The `ai_context` property

The ai_context property can appear on metrics, fields, and datasets. It accepts two formats:

String format

A simple string with instructions for the AI:

ai_context: Revenue is recognized at shipment. Do not confuse with gross_merchandise_value which includes cancelled orders.

Object format

A structured object with specific guidance:

ai_context:
  instructions: >
    This field represents net revenue after returns and discounts.
    Always pair with order_date for time-series analysis.
  synonyms:
    - net sales
    - revenue
    - sales amount
  examples:
    - "What was total revenue last month?"
    - "Show revenue by product category"

The object format is preferred for Gold-tier metadata because it gives AI agents structured, unambiguous guidance.
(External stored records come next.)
PR #425, opened 2026-07-13
Parametrize compose postgres host port so dev and impl run side by side (main port of #422)

danielbowne:
Ports the impl-branch fix for #422 to `main`.

## Problem

The `compose-dev.yml` generator in the Makefile hardcoded the postgres host-port mapping (and the `-p` flag and healthcheck) as `54321`. On `main`, `DB_PORT` is 54321 so it happened to match and went unnoticed — but a worktree that overrides the port (impl uses 54322 via `Makefile.impl`) regenerated a mapping that still published host **54321**, colliding with the dev worktree's postgres and stopping dev + impl from running at the same time.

The synonyms list helps agents match user questions to the correct field even when the user uses informal language. The examples list provides concrete query patterns the agent can follow.

ContextKit and OSI

ContextKit treats OSI files as read-only schema definitions. When you run context introspect, ContextKit generates OSI files from your warehouse. When you run context enrich, ContextKit writes governance and rules to companion files — never to the OSI file itself.

This means your OSI files remain compliant with the specification and portable across tools. Any enrichment ContextKit adds is stored separately and can be stripped away without affecting the core schema definition.